Intanto andare a comparare il reddito fra un dipendente e una persona giuridica è una, semplice, boiata clamorosa.
Secondariamente, andare a comparare il reddito fra un dipendente diretto di un'altra persona fisica vuol dire, nella maggior parte dei casi, parlare di impresa familiare. Ergo si sta valutando un consolidato, non certo un datore di lavoro e un dipendente.
Terzo, si parla tanto di evasione, senza cognizione di causa. Oggigiorno l'evasione è una chimera, mentre la quotidianità sono accertamenti farsa che non fanno altro che spremere le imprese (se vuoi ho parecchi casi citabili, uno più grottesco dell'altro).

Infine, il punto focale della vicenda non risiede nell'assunto del "hai dei dipendenti da sfruttare" (che è quello da cui parte Zio Beppe. Leggendo la tua frase conclusiva devo desumere che non hai sentito il suo ultimo, strepitoso, comizio: "O si salvano le imprese o si salvano le famiglie. Bisogna scegliere") ma la questione "Partita IVA" vs "Dipendente". 

No perché il messaggio che passa è che il dipendente è tipo calimero, nessuno gli vuole bene, lo trattano tutti male, si spezza la schiena, guadagna poco rispetto all'enorme mole di lavoro che fa.

Le partita iva sono di due tipi: 1) L'imprenditore, che non fa nulla, si gode lo sfruttamento dei suoi sottoposti, già che c'è evade clamorosamente le imposte e 2) I professionisti: avvocati, commercialisti etc etc. Gente che fa i soldi. Gente che se la passa bene, che non ha orari di lavoro predefiniti etc. E zio Beppe ci va a nozze con questi luoghi comuni e balle varie.

Partita Iva, tratti comuni: non dormi di notte, perché se non produci, non guadagni. Non "Se non lavori", ma se "non produci". Puoi anche sputare sangue, ma non guadagnare nulla. Poi non dormi perché non puoi fare nulla senza che il fisco ti venga a chiedere soldi. Poi "non hai orari". Sì, è proprio vero. Non hai orari.

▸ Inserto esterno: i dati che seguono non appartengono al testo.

PR #12732, opened 2018-10-01
Add ppx_deriving_cmdliner.0.4.1

smondet:


smondet:
Travis error:

```

#=== ERROR while compiling ppx_deriving_cmdliner.0.4.1 ========================#
# context     2.0.0 | linux/x86_64 | ocaml-base-compiler.4.07.0 | file:///home/travis/build/ocaml/opam-repository
# path        ~/.opam/4.07.0/.opam-switch/build/ppx_deriving_cmdliner.0.4.1
# command     ~/.opam/opam-init/hooks/sandbox.sh build jbuilder runtest -p ppx_deriving_cmdliner -j 1
# exit-code   1
# env-file    ~/.opam/log/ppx_deriving_cmdliner-17882-6cc03f.env
# output-file ~/.opam/log/ppx_deriving_cmdliner-17882-6cc03f.out
### output ###
# File "test/jbuild", line 5, characters 14-22:
# 5 |   (libraries (alcotest result))
#                   ^^^^^^^^
# Error: Library "alcotest" not found.
# Hint: try: dune external-lib-deps --missing -p ppx_deriving_cmdliner @runtest
```

Why isn't the script grabbing the `{test}` dependencies before running the tests?

mseri:
In `opam2` you need to use `with-test` in place of `test`. And you run the test with `run-test` instead of `build-test`

smondet:
Now the only failure happens while running the tests on 4.03 (I don't really understand the error), the package still builds fine.

packages/ppx_deriving_cmdliner/ppx_deriving_cmdliner.0.4.1/opam
```diff
@@ -0,0 +1,45 @@
...
+  "ocamlfind"    {build}
+  "ppxfind"      {build}
+  "cppo"         {build}
+  "alcotest"     {with-test}
+  "ppx_import"   {with-test & >= "1.1"}
+]
+synopsis: "Cmdliner.Term.t generator"
+description: """
+ppx_deriving_cmdliner is a ppx_deriving plugin that generates
+a Cmdliner Term.t for a record type."""
```
pmetzger: Just an FYI, but the description ends up getting folded into the opam web pages, and if I were reading through them, I'm not sure this would be enough for me to figure out why I want to use the package.

smondet: The package-page also links to the webpage that has properly formatted examples and all.
This description also shows up in terminals (`opam show ...`).

PRs welcome in any case.

pmetzger: I don't think most people would paste the URL and look at the page if they don't already know that they need something. There are a truly huge number of packages in OPAM, and one doesn't have time to do that all day long. I think it's pretty important that a package explain what it's for, especially so people who are skimming descriptions can find the right one.

And, as I don't know what this package is for, I can't submit a PR because to do that better, as I'd first have to know what to say.

kit-ty-kate:
Let's merge it and worry about the failing test later. Could you look into it anyway?

kit-ty-kate:
Thanks!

Si lavora l'ultimo dell'anno, a Natale, a Pasqua, il sabato, la domenica. Il mercato e i clienti se ne fregano del tuo tempo libero. Stesso discorso per le ore di lavoro al giorno. Non hai un cartellino da timbrare. Mentre i dipendenti escono dal lavoro, tu gli fai "ciao ciao" con la manina, per poi rimetterti al lavoro. 

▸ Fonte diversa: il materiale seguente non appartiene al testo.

PR #14476, opened 2019-07-11
New version of visitors.

fpottier:
This version should be compatible with 4.08.


kit-ty-kate:
The remove command is unnecessary since OPAM 2.0 and the opam linter complained about the dot at the end of the synopsis. Could you return the fix to the opam file upstream?

kit-ty-kate:
Thanks!

fpottier:
> Could you return the fix to the opam file upstream?

Done, thanks!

Però tutti i concetti espressi da Zio Beppe e congrega sono validissimi. E la cosa ilare è che gente come Lollo sente pure i suoi attacchi diretti alla categoria, e nonostante tutto gli corre dietro a piè sospinto.


Piccolo ps: ti consiglio di informarti bene sul concetto di evasione, stai prendendo un abbaglio clamoroso se pensi che il divario sarebbe ancor più macroscopico. Anzi, no, il divario sarebbe sì macroscopico, ma al contrario.


----------



## smallball (1 Dicembre 2013)

Admin ha scritto:


> Su Napolitano ha ragione. Di gran lunga il peggior Presidente della storia della Repubblica.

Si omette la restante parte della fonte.